In hindsight, I would have probably elected to get into points with a property that had fewer points (or, perhaps, an even/odd year property) to be sure that I used all of the points each year.


----------



## fishingguy (Jan 29, 2012)

*happy yes (but some no)*

We get 510K RCI Points a year, at a 2012 rate of $.0053/point (.53 cents per point), so are very happy with cost.  Between our points properties (all 2 or 3br L/Os), and 2 - 2BR L/Os that we can either deposit for TPU or PFD for points, we get plenty of vacations for us and family. 

We'd be elated with RCI Points except for the website -- the bottom line is that the enhancements implemented a few months ago totally screwed things up for us. What used to take on a matter of minutes to check for potential exchanges _via month_, has turned into looking at many calendar days now; taking considerably longer.  In addition, the website is really buggy and we haven't  been able to book our last 4 exchanges on the website; had to use VCs.  I have a PC and Mac with various browsers for each, in order to make the best that I can from the points website.  The home resort options are totally messed up in RCI Points.

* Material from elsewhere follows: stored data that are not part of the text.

Issue #398, opened 2019-05-16
Implementing percussion instrument support


bzier:
I encountered issues reading midi files which utilize a drum track (channel 10 - midi percussion). Issue #235 lists percussion as one of the line items for version 6. I am opening this issue to begin the discussion for the solution/implementation design for supporting these types of tracks. @mscuthbert, your insight is much appreciated. Thanks.

bzier:
@mscuthbert ping

mscuthbert:
We've just started work on v6 today

jain-sah:
Can we know an ETA by when the percussion support will be there? We are working on a school project which needs to be finished by summer. So we will wait for this if it gets completed early.

Also, what features exactly are we targetting for v6?

It would be a great help to know what's coming.

mscuthbert:
sorry -- I really can't commit to a timeline on anything; I'll try when I can.  If you absolutely need a feature implemented, there is a paid consulting option: https://web.mit.edu/music21/doc/about/faq.html .

nblumoe:
Would it already be possible to export musicxml or MIDI files from music21, where Musescore would recognise them as drum tracks?

So far I failed to do that. I tried using a `BassDrum` instrument, setting MIDI channel to 10 (and using appropriate pitches, e.g. 35 for the bass drum), adding a percussion clef and even a new class `DrumSet` (the latter allowed me to have Musescore pick up the instrument name at least, but that isn't sufficient).

However, when the musicxml gets imported to Musescore, it doesn't recognize it as a GM Drumset, but will use a Piano sound instead. Once I change the staff properties there to select the `Unpitched Percussion > Drumset` instrument, it works correctly. For the pitched instruments (e.g. Bagpipes, Woodblock) Musescore picks up the instrument correctly

Is there a way to export midi or musicxml from music21 which would be recognised correctly as a drum track, allowing me to play back the track correctly without the manual fix on the instrument in musescore?
I am wondering if there is any attribute I need to specify for this to work or if it cannot be done that easily with `music21` at this stage.

nblumoe:
I figured out that the midiChannel from instruments won't be used in the export, because `channelInstrumentData` from `midi.translate` will just assign new channels from the `acceptableChannelList` ignoring whatever was set on existing instruments.

I was able to hack in support for MIDI channel 10 with a monkey patch. Clearly that hack isn't the right way forward, but just let me know if anyone is interested in it.

jacobtylerwalls:
[...]

PR #961, opened 2021-04-16
Import/Export MIDI channel and import MIDI program

jacobtylerwalls:
**Feature**:
Read from an `Instrument` instance's `.midiChannel` attribute when assigning MIDI channels on export. Update: also set program and channel on import.

- Give unpitched percussion a default midiChannel of 10 (9 in music21, which uses 0-indexing on Instrument instances).
- Fix 0-index vs. 1-index confusion in `instrument.autoAssignMidiChannel()`
- Improve docs
- Set .midiChannel and .midiProgram on Instrument instances on import.

Refs #398 
Also refs #465 but doesn't address note-by-note channel changes, which, if we continue on the current model, would need Instrument instances created each time.

<s>**Future work for another PR**:

- Ensure instrument identification from MIDI files captures most drum programs. As discussed in #398 it's possible we will need a DrumSet class. </s> Not evident to me (yet) that there's more work needed, so striking this comment.

### DIFF
--- a/music21/midi/translate.py
+++ b/music21/midi/translate.py
@@ -729,7 +729,7 @@ def midiEventsToInstrument(eventList):
 
     >>> me = midi.MidiEvent()
     >>> me.type = midi.ChannelVoiceMessages.PROGRAM_CHANGE
-    >>> me.data = 54  # Voice Oohs
+    >>> me.data = 53  # MIDI program 54: Voice Oohs
     >>> midi.translate.midiEventsToInstrument(me)
     <music21.instrument.Vocalist 'Voice'>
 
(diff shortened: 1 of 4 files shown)


music21/midi/translate.py
```diff
@@ -2390,7 +2480,9 @@ def midiTracksToStreams(
 
 def streamToMidiFile(
     inputM21: stream.Stream,
+    *,
     addStartDelay: bool = False,
+    acceptableChannelList: List[int] = None,
```
mscuthbert, line 2485: This needs to be Optional[List[int]]

mscuthbert (changes requested):
Looks really good -- I wonder if we should however get totally out of the 0-indexed midiChannel world except in writing/reading from MIDI? -- both 0 and 1-indexed midiPrograms are used in many places, but I don't know if users ever think of 1-indexed midiChannels.

One needed change to typing.  Feel free to merge afterwards.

There is no Holy Grail in RCI Points or TPU Weeks.  Each user will have different needs, maintenance fees, travel plans, priorities, etc.  Mileage will vary.


----------



## Keep Traveling (Jan 29, 2012)

While a lot of points, I am getting a 3 bedroom in St. Lucia with pool for 140k.  Can seem to find these jewels in Weeks.  

I use them as a backup OR I look for resorts that can easily get in Weeks.  Spent a week in The Crane (from Points).  

Also, odd things are really cheap sometimes in points and not that cheap in weeks.

Our plan is to keep points for another 3 years and then re-evaluate.

KT


----------



## bobpark56 (Jan 29, 2012)

*No complaints*

Well...I only have 35,750 points, but they came as a bonus (pretty much a freebie) when we purchased a 1BR unit at Sandos Caracol. These points have been getting us 2 nice stays every 3 years (we tend to travel in shoulder seasons) in addition to our Sandos stays. This year it will be The Villas at Banyan Bay on Ambergris Caye, Belize in early May. My only (mild) problems have been in wrestling with the RCI site. So color me happy.


----------



## ronparise (Jan 29, 2012)

The jury is still out. I took this ownership for the nightly stays and the 7500 point weeks.. but I havent used it yet..


----------



## Passepartout (Jan 29, 2012)

I'm reasonably happy. Points work pretty much the same as when I bought the underlying resort. I have roughly 50K points/yr and am able to get 2 'decent' 1BR weeks plus a last minute week per year. Seems a decent trade off for my 1 week 2 BR- which is bigger than we need. I have used 'Points For Deposit' with a low cost membership that 'ups' the point total. 

My only beef- the old 7500 point weeks at 45 days are now 9000 points at 30 days. And worse selection at that.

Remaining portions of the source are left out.